Exercise directions = Give back exactly the lines from the start of the listing to the line containing "-1,0 +1,66 @@", inclusive, and nothing beyond them.

Information shown =
● ● ● ● ● ● ●
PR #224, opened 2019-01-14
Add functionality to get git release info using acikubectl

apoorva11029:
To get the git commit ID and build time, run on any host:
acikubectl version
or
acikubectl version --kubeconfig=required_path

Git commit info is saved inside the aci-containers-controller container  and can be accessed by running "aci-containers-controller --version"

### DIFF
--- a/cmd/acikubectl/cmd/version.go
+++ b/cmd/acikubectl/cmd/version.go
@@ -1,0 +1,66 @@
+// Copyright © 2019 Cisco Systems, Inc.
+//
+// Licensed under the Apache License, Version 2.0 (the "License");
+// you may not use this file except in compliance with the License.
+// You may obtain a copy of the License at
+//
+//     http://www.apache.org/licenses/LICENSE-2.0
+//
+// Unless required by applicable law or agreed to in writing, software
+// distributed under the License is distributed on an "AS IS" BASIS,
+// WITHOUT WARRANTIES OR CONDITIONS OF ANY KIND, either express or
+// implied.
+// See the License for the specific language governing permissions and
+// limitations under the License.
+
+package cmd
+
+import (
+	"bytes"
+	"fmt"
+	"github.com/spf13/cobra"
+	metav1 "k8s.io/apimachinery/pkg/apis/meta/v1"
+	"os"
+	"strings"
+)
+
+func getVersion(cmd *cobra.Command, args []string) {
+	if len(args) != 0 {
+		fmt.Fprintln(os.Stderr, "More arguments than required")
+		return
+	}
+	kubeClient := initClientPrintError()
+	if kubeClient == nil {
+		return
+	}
● ● ● ● ● ● ●
Answer space =
PR #224, opened 2019-01-14
Add functionality to get git release info using acikubectl

apoorva11029:
To get the git commit ID and build time, run on any host:
acikubectl version
or
acikubectl version --kubeconfig=required_path

Git commit info is saved inside the aci-containers-controller container  and can be accessed by running "aci-containers-controller --version"

### DIFF
--- a/cmd/acikubectl/cmd/version.go
+++ b/cmd/acikubectl/cmd/version.go
@@ -1,0 +1,66 @@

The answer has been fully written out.